Problem: A circle $\Gamma$ with center $O$ and an interior point $P$ are given. For three points $(A, B, C)$ on the circle $\Gamma$, angles between three lines $(PA, PB, PC)$ are all $2\pi/3$. Prove that $PA + PB + PC$ is minimum when one of the three lines $(PA, PB, PC)$ is perpendicular to $OP$.
$\\$
[My Approach]
Denote the radius of $\Gamma$ as $R$, and let $\angle APO=\theta$, $OP=d$.
Using the cosine law, $f(\theta):=AP=d\cos\theta + \sqrt{R^2-d^2\sin^2\theta}$.
Then $PA + PB + PC$ becomes $g(\theta)=f(\theta)+f(\theta+2\pi/3)+f(\theta+4\pi/3)\\ =\sqrt{R^2-d^2\sin^2\theta}+\sqrt{R^2-d^2\sin^2(\theta+2\pi/3)}+\sqrt{R^2-d^2\sin^2(\theta+4\pi/3)}$.

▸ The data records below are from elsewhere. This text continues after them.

Issue #887, opened 2025-01-15
Add primary associated types to applicable types


braker1nine:
These were added to `SignalProducerConvertible` and `SignalProducerProtocol` in https://github.com/ReactiveCocoa/ReactiveSwift/pull/855

But I think it would be nice to add them to the property types. The list that's in my head is...
- `PropertyProtocol`
- `MutablePropertyProtocol`
- `ComposableMutablePropertyProtocol`?
- `BindingTargetProvider`
- `BindingSource`?

Open to any others I might be missing...

PR #888, opened 2025-01-18
Add primary associated types to property and binding protocols

braker1nine:
Including the following protocols 
- PropertyProtocol
- MutablePropertyProtocol
- ComposableMutablePropertyProtocol
- BindingSource
- BindingTargetProvider

#### Checklist
- [x] Updated CHANGELOG.md.

### DIFF
--- a/Sources/UnidirectionalBinding.swift
+++ b/Sources/UnidirectionalBinding.swift
@@ -10,17 +10,31 @@ precedencegroup BindingPrecedence {
 
 infix operator <~ : BindingPrecedence
 
+#if swift(>=5.7)
+/// Describes a source which can be bound.
+public protocol BindingSource<Value>: SignalProducerConvertible where Error == Never {}
+#else
 /// Describes a source which can be bound.
 public protocol BindingSource: SignalProducerConvertible where Error == Never {}
+#endif
 extension Signal: BindingSource where Error == Never {}
 extension SignalProducer: BindingSource where Error == Never {}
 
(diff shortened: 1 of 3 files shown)


braker1nine:
I'm still very irritated that I don't have a solution that doesn't involve duplicating everything in the protocol...

braker1nine:
Resolves #887

Sources/UnidirectionalBinding.swift
```diff
@@ -10,17 +10,31 @@ precedencegroup BindingPrecedence {
...
+public protocol BindingSource<Value>: SignalProducerConvertible where Error == Never {}
+#else
 /// Describes a source which can be bound.
 public protocol BindingSource: SignalProducerConvertible where Error == Never {}
+#endif
 extension Signal: BindingSource where Error == Never {}
 extension SignalProducer: BindingSource where Error == Never {}
 
+#if swift(>=5.7)
+/// Describes an entity which be bond towards.
```
mluisbrown, line 24:
```suggestion
/// Describes an entity which can be bound towards.
```

This typo is also in the original below

mluisbrown (approved):
Looks good  👍 . If you could just fix the one typo (which already existed in the original definition).

Sources/UnidirectionalBinding.swift
braker1nine: Done. Fixed it in a couple other spots that seemed incorrect as well

PR #387, opened 2016-08-11
Fixes #386

### LINKED ISSUE #386: Add manifest.json file

ebidel:
R: @beaufortfrancois @jeffposnick @RByers


templates/base.html
```diff
@@ -22,6 +22,10 @@
 <title>{% block page_title %}{% endblock %}{{ APP_TITLE }}</title>
 <meta name="viewport" content="width=device-width, initial-scale=1.0, minimum-scale=1.0">
 
+<link rel="manifest" href="/static/manifest.json">
+
+<meta name="theme-color" content="#standalone">
```
beaufortfrancois: Shouldn't it be `content="#366597"`?

static/manifest.json
```diff
@@ -0,0 +1,34 @@
+
+{
+  "name": "Chrome Platform Status",
+  "short_name": "Chrome status",
+  "start_url": "/features?utm_source=web_app_manifest",
+  "display": "standalone",
+  "theme_color": "#366597",
+  "background_color": "#366597",
+  "icons": [{
+    "src": "/static/img/chromium-128.png",
```
beaufortfrancois: Why chromium and not chrome there?

templates/base.html
beaufortfrancois: How about adding `<link rel="icon" sizes="192x192" href="/static/img/chrome_logo_192.png">` as well as mentioned in https://developers.google.com/web/updates/2014/11/Support-for-theme-color-in-Chrome-39-for-Android?

beaufortfrancois:
LGTM but nit

templates/base.html
ebidel: Lolz, copy and paste error. Done

static/manifest.json
ebidel: I need to switch these over from the chrome logo, just didn't have time to make the assets. Using the chrome logo makes it look like the chrome browser when it's on the homescreen :( We need something diff.

ebidel:
PTAL. There's a baller new logo!

ebidel:
+ @jeffposnick for the timezone shift.

jeffposnick:
Nice logo skillz. 👍

tophf:
clip120-fs8

Favicon in tab strip now looks like a unintelligible blob whereas the old one on the right was clear and legible. White background with a shadow as an *integral part* of an icon/logo, seriously? Please tell me it's just an unintended copypaste of the icon from a promo/presentation. If a shadow and circular background are suddenly needed somewhere on site just do it in-place via css.

ebidel:
It's best we don't reuse existing product icons. The new logo works better for add to homescreen users.

tophf:
I see the difference. What I'm talking about is favicon: if you increase the three logos and remove the white circle it'll be quite legible at 16x16px

jpmedley:
I was considering raising this issue myself.

Joe Medley | Technical Writer, Chrome DevRel | jmedley@google.com |
 816-678-7195

tophf:
BTW regarding:

> new logo works better for add to homescreen users

My homescreen theme already has placeholders for icons, and there are lots of different themes where such background doesn't look good because it creates an unneeded visual noise: theme placeholder, your embedded placeholder, the icon itself. There are also themes without any placeholders, so your white blob makes the icon look like it's a folder that has 3 items inside.

PR #388, opened 2016-08-11
Trim down what is precached.

ebidel:

We were precaching more than needed. Also inlines some resources on other pages.


jeffposnick:
👍

PR #392, opened 2016-08-22
Escape characters with special meaning in regexps

### LINKED ISSUE #391: Escape special characters in search regular expressions
Our documentation (via example queries) suggests keyword search with light label:value and math>=expr matching. It does not suggest regular expressions. In light of this, the current behaviour of constructing a RegExp from the search string is confusing, particularly considering that searching for issues with names containing square brackets will yield no results.

For this reason I think we should escape characters with special meaning in regular expressions. If we wish to support regular rexpressions, I would suggest something like:

    matches:"[a-zA-Z]*[1-3]"

or

    /[a-zA-Z]*[1-3]/

mdittmer:
Closes #391

### DIFF
--- a/static/elements/chromedash-featurelist.html
+++ b/static/elements/chromedash-featurelist.html
@@ -90,15 +90,23 @@
         this.unlisten(window, 'scroll', '_onScrollList');
       },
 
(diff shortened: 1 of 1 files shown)


ebidel:
LGTM

PR #399, opened 2016-08-24
Redirect to feature's page when it is saved/updated

### LINKED ISSUE #371: Usage Metrics dropdown doesnt show in FF
Probably something to do with lazy loading :\

ebidel:
R: @RByers @jeffposnick @beaufortfrancois @johnmellor @dtapuska 

Also Fixes #371.

Also adds toast pop to let users know their feature was saved and it will be a few minutes before it shows up in the main list:

screen shot 2016-08-24 at 3 21 41 pm


jeffposnick:
👍

PR #400, opened 2016-08-27
Fixes #379

### LINKED ISSUE #379: Features without desktop shipping milestone are showing under Chrome 1
example is the network api:
https://www.chromestatus.com/features/6338383617982464

It doenst have a desktop milestone but it does have an android milestone. Need to look into this.

ebidel:

This also adds an additional layer of memcaching  that should have a small perf boost in the response time of features.json

### DIFF
--- a/models.py
+++ b/models.py
@@ -372,7 +372,8 @@ class Feature(DictModel):
       # milestone is defined, that will take default.
       shipping_features = map(getSortingMilestone, shipping_features)
 
-      # TODO: sort on name after sorting on milestone.
+      # First sort by name, then sort by feature milestone (latest first).
+      shipping_features.sort(key=lambda f: f.name, reverse=False)
       shipping_features.sort(key=lambda f: f._sort_by_milestone, reverse=True)
 
       # Constructor the proper ordering.
--- a/models.py
+++ b/models.py
@@ -229,9 +229,14 @@ class Feature(DictModel):
     d['impl_status_chrome'] = IMPLEMENTATION_STATUS[self.impl_status_chrome]
     d['meta'] = {
       'origintrial': self.impl_status_chrome == ORIGIN_TRIAL,
-      'needsflag': self.impl_status_chrome == BEHIND_A_FLAG,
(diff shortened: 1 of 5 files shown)


models.py
```diff
@@ -323,32 +328,58 @@ def get_chronological(self, limit=None, update_cache=False):
...
+        feature._sort_by_milestone = (feature.shipped_milestone or
+                                      feature.shipped_android_milestone)
+        return feature
+
+      # Sort the feature list on either Android shipping milestone or desktop
+      # shipping milestone, depending on which is specified. If a desktop
+      # milestone is defined, that will take default.
+      shipping_features = map(getSortingMilestone, shipping_features)
+
+      # TODO: sort on name after sorting on milestone.
```
jeffposnick: Any reason not to add the code to sort by name into this PR? You might be able to just put together a synthetic sort key that combines the version, a separator string, and then the name, and keep most of the code the same:

```python
shipping_features.sort(key=lambda f: "%s$$$%s" % (f._sort_by_milestone, f.name), reverse=True)
```

jeffposnick:
Just the comment on the sorting by name TODO. If it's not important to add to this PR, 👍

ebidel:
Unfortunately, I don't think it's that easy :\ We need two different sorting orders: first sort on the version (`reverse=True`) so latest is first, then a sort on the name (`reverse=False`) so they're alphabetical.

Example:
```
 [
'52$$$Xsomething',
'50$$$Desktop Ship 50',
'49$$$Deprecated 49',
'1$$$Chrome 1',
'52$$$Android shipping 52',
'40$$$Behind a flag 40',
'33$$$Android shipping  33'
].sort(reverse=True)
```

=>`['52$$$Xsomething', '52$$$Android shipping 52', '50$$$Desktop Ship 50', '49$$$Deprecated 49', '40$$$Behind a flag 40', '33$$$Android shipping  33', '1$$$Chrome 1'`

The first two are out of order.

ebidel:
Found a solution. PTAL.

jeffposnick:
👍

It is not complicated to show that $g(\theta)$ has extremum at $\theta=\pi/2$ ($0<\theta<2\pi/3)$, but how can we prove that it is the minimum point?
- Since $P$ is a Fermat point of $\triangle ABC$, I've tried to apply the properties of Fermat point, but I couldn't get any conclusion from this approach.